His landmark crystallographic studies of the F1-ATPase, the catalytic region of the ATP synthase (done in collaboration with crystallographer Andrew Leslie), from bovine heart mitochondria revealed the three catalytic sites in three different conformations imposed by the position of the asymmetric central stalk. This structure supported the binding change mechanism and rotary catalysis for the ATP synthase (and related enzymes), one of the catalytic mechanisms proposed by Paul Boyer. This work, published in 1994, led to Walker's share of the 1997 Nobel prize for chemistry. Since this structure, Walker and his colleagues have produced most of the crystal structures in the PDB of mitochondrial ATP synthase, including transition state structures and protein with bound inhibitors and antibiotics.
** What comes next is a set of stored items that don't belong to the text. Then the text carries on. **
PR #1908, opened 2017-10-31
Stop versioning unimportant checks in outer loops

jdmpapin:
Upon entry into a loop, a very low frequency check may not run at all before control exits the loop. If a check isn't going to run, the loop can complete normally even if that check would fail. As a result, versioning the check is likely to spuriously send execution to the cold loop. Furthermore, there is little benefit to be had from removing a check that seldom runs. For these reasons, versioner tries to avoid versioning "unimportant" checks.

Unimportant checks have so far been identified based on the frequency ratio between the check and the header of the loop under consideration. But this can cause an inconsistency when an outer loop contains an inner loop that contains a check, and the check is invariant w.r.t. to the outer loop.

If the inner loop iterates more frequently than the outer loop, as is often the case, then it's possible that an unimportant check within the inner loop is too frequent to look unimportant at the level of the outer loop. In this case, the entire outer loop, including the inner loop! can be versioned based on the check, even though it would not be considered important enough to version the inner loop only.

This commit avoids the inconsistency by considering the headers of any inner loops within which a check is nested. To determine whether the check is unimportant, its frequency is compared to the frequency of the hottest header. The original importance test is available under the environment variable `TR_loopVersionerUseOuterHeaderForImportance`.

### DIFF
--- a/compiler/optimizer/LoopVersioner.cpp
+++ b/compiler/optimizer/LoopVersioner.cpp
@@ -3173,6 +3173,14 @@ bool TR_LoopVersioner::detectChecksToBeEliminated(TR_RegionStructure *whileLoop,
    whileLoop->getBlocks(&blocksInWhileLoop);
    int32_t loop_size = blocksInWhileLoop.getSize();
 
+   // Blocks are listed in order of a traversal over the tree of regions, i.e.
+   // they are grouped by region. As we iterate, maintain the current innermost
+   // region, and current innermost containing loop. The hottest intervening
+   // loop header only has to be recomputed when the innermost loop changes.
+   TR_RegionStructure *rememberedInnermostRegion = NULL;
+   TR_RegionStructure *rememberedInnermostLoop = NULL;
+   TR::Block *rememberedHotLoopHeader = NULL;
+
    ListIterator<TR::Block> blocksIt(&blocksInWhileLoop);
    TR::Block *nextBlock;
    for (nextBlock = blocksIt.getCurrent(); nextBlock; nextBlock=blocksIt.getNext())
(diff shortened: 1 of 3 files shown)


jdmpapin:
Commit 9a2a33d is shared with #1909.

vijaysun-omr:
Interesting case you point out. 

I thought of the case when the "infrequently executed block" containing the check in the inner loop runs once every time the outer loop runs and at first, was wondering why such a check ought not to be versioned when considering the outer loop (after all it runs in every iteration of the outer loop). I think the logic is that it's not worth taking the risk to version the check for the outer loop 
since it might result in the slow version of the outer loop running and this would mean the slow version of the inner loop also runs. Instead we are okay leaving such an opportunity on the table when versioning the outer loop since the hotter inner loop would be the one that mattered from a performance standpoint anyway and we are choosing to ensure that the fast version of the hotter inner loop (that is expected to be more performance critical) does execute. 

Is that correct ?

jdmpapin:
Right, that's pretty much it. A check that's too risky to version in the inner loop should also be too risky to version in the outer loop, because the versioning tests for the outer loop have even higher stakes (if only by a little).

I considered comparing against the hottest block in the entire loop, to deal with situations where a check that doesn't run is in the outer loop, next to the hot inner loop. In that case, versioning the check can still cause the cold version of the inner loop to run. However, that test would prevent versioning of checks that aren't inside nested loops, and which run in every iteration of the outer loop. Furthermore, the risk that versioning a check will cause cold code to run for other parts of the loop is a general issue in versioner that doesn't require nested loops, e.g.

    boolean useArray = ...;
    int[] array = useArray ? new int[n] : null;
    for (int i = 0; i < n; i++) {
        // [important code here]
        if (useArray) {
            array[i] = ...; // NULLCHK, BNDCHK
        }
    }

I do think that in some cases we might want to exempt certain blocks from the importance test if we can tell that they'll run, especially if the importance test is made even stricter

vijaysun-omr:
I understand the more general issue you point out and agree with being more selective in the case of infrequently executed check(s) only inside an inner loop.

Scientists trained in Walker's group at the MRC Laboratory of Molecular Biology in Cambridge or MRC Mitochondrial Biology Unit have gone on to determine crystal bacterial complex I and cryo-EM maps of mitochondrial complex I and vacuolar type ATPases.

===Teaching and mentoring===
Many students and postdoctoral research fellows who studied with John Walker have gone on to independent research careers, including
Leonid Sazanov, Postdoctoral Fellow (ISTA) and
Daniela Stock, Postdoctoral Fellow (Sydney).

==Awards and recognition==
Walker was elected an EMBO Member in 1984. He shared his Nobel Prize with the American chemist Paul D. Boyer for their elucidation of the enzymatic mechanism underlying the synthesis of adenosine triphosphate. They also shared the prize with Danish chemist Jens C. Skou for research unrelated to theirs (Discovery of the Na+/K+-ATPase). Sir John was knighted in 1999 for services to molecular biology. He is a member of the Advisory Council for the Campaign for Science and Engineering. He was elected a Fellow of the Royal Society (FRS) in 1995. Walker is also a Foreign Associate of the National Academy of Sciences and an Honorary Fellow of St Catherine's College, Oxford. He became a foreign member of the Royal Netherlands Academy of Arts and Sciences in 1999. He was elected a Fellow of the Academy of Medical Sciences in 2011 and in 2012 he was awarded the Copley Medal.

== Personal life ==
Walker married Christina Westcott in 1963, and has two daughters.